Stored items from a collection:
# # # #
PR #599, opened 2026-04-17
Implement NSString localizedStandardCompare

HendrikHuebner:
This PR adds a simple string comparison function. See [here](https://developer.apple.com/documentation/foundation/nsstring/localizedstandardcompare(_:)?language=objc).

Let me know if I should make an entry in some sort of release notes.


rfm (approved):
Thanks for that.  The code looks fine and, while it would have been good to have testcases, it's new functionality which can't really break anything, so that's OK.

rfm:
Sorry, somehow I missed the testcases first time I looked.

PR #657, opened 2026-04-15
feat(rootio): migrate source to per-advisory OSV v1.6.0 format

chait-slim:
Migrates the Root.io vulnerability source from the legacy monolithic
  cve_feed.json to per-advisory OSV v1.6.0 files under rootio/**/*.json,
  using the shared pkg/vulnsrc/osv parser.

  Each advisory's bucket is resolved by a single "Root:" bucket resolver
  driven by the OSV ecosystem string (e.g. Root:Alpine:3.18) plus
  database_specific.distro / distro_version. Only OS ecosystems are
  supported.

  Trivy resolution is unchanged: VulnSrcGetter.Get pulls every base-OS
  advisory (Debian/Ubuntu/Alpine), then overlays Root.io's patched
  versions on top, with Root.io winning only on vulnerability-ID
  collision. Unfixed CVEs continue to surface from the upstream source.


pkg/vulnsrc/rootio/types.go
DmitriyLewen, line 1: i think you can use [osv packages](https://github.com/aquasecurity/trivy-db/tree/main/pkg/vulnsrc/osv).

You can see `seal` as example

chait-slim: fixed

chait-slim:
@DmitriyLewen can you please review again the two PRs?

pkg/vulnsrc/rootio/rootio.go
```diff
@@ -4,181 +4,125 @@ import (
...
+func (vs VulnSrc) Update(root string) error {
+	eb := oops.In("rootio").With("root", root)
 
-	feedFile, err := os.Open(feedFilePath)
-	if err != nil {
-		return eb.Wrapf(err, "failed to open feed file %s", feedFilePath)
+	dataSources := map[ecosystem.Type]types.DataSource{
+		ecosystem.Npm:      source,
+		ecosystem.Pip:      source,
+		ecosystem.RubyGems: source,
```
DmitriyLewen: We migrate to OSV in this PR.

We don't need to add language ecosystems here.

pkg/vulnsrc/rootio/rootio.go
```diff
@@ -4,181 +4,125 @@ import (
...
 	}
-	defer feedFile.Close()
 
-	var rawFeed RawFeed
-	if err = json.NewDecoder(feedFile).Decode(&rawFeed); err != nil {
-		return eb.With("file_path", feedFilePath).Wrapf(err, "json decode error")
+	o := osv.New(vulnsDir, source.ID, dataSources,
+		osv.WithBucketResolver("alpine", resolveAlpineBucket),
+		osv.WithBucketResolver("debian", resolveDebianBucket),
+		osv.WithBucketResolver("ubuntu", resolveUbuntuBucket),
```
DmitriyLewen: IIUC we can create a single function to resolve the Bucket based on the ecosystem.

It also makes sense to move this function into bucket.go.

pkg/vulnsrc/rootio/rootio.go
```diff
@@ -4,181 +4,125 @@ import (
...
-				return err
-			}
+// TransformAdvisories applies Root.io's distro/distro_version (carried in
+// entry.DatabaseSpecific) to OS advisories and drops entries that have no
+// fixed version.
+func (t *transformer) TransformAdvisories(advs []osv.Advisory, entry osv.Entry) ([]osv.Advisory, error) {
+	var dbSpec struct {
+		Distro        string `json:"distro"`
+		DistroVersion string `json:"distro_version"`
+	}
```
DmitriyLewen: I would move this structure outside of the function — it's more readable that way.

pkg/vulnsrc/rootio/rootio.go
```diff
@@ -4,181 +4,125 @@ import (
...
+		if len(adv.PatchedVersions) == 0 {
+			continue
 		}
-	}
-	return nil
-}
 
-func (vs VulnSrc) put(tx *bolt.Tx, platform string, feed Feed) error {
-	eb := oops.With("platform", platform).With("package", feed.PkgName).With("cve", feed.VulnerabilityID)
+		if dbSpec.Distro != "" {
```
DmitriyLewen: Since we currently only support OS ecosystems — I think we should return an error if Distro is empty.

pkg/vulnsrc/rootio/rootio.go
```diff
@@ -4,181 +4,125 @@ import (
...
+		}
+		out = append(out, adv)
 	}
+	return out, nil
+}
 
-	return nil
+type config struct {
+	dbc    db.Operation
+	logger *log.Logger
```
DmitriyLewen: unused now.

pkg/vulnsrc/rootio/rootio.go
DmitriyLewen: can we use `bucket` now?

pkg/vulnsrc/rootio/testdata/happy/vuln-list/rootio/rootio-curl/ROOT-OS-ALPINE-318-CVE-2023-38473.json
DmitriyLewen, line 1: can you update test files with severity?

chait-slim:
@DmitriyLewen addressed all comments

pkg/vulnsrc/rootio/rootio_test.go
```diff
@@ -72,64 +40,41 @@ func TestVulnSrc_Update(t *testing.T) {
...
+						"CVE-2023-38473",
 					},
 					Value: map[string]any{},
 				},
 			},
-		},
-		{
-			name: "happy path with unsupported OS",
-			dir:  filepath.Join("testdata", "unsupported-os"),
+			// Skipped entries (empty affected, no fixed) must not create buckets
```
# # # #
TASK ITEM -
Which of the lines above hold the string "feedFilePath"? Copy each one.

OUTPUT OF THE TASK -
-	feedFile, err := os.Open(feedFilePath)
-		return eb.Wrapf(err, "failed to open feed file %s", feedFilePath)
-		return eb.With("file_path", feedFilePath).Wrapf(err, "json decode error")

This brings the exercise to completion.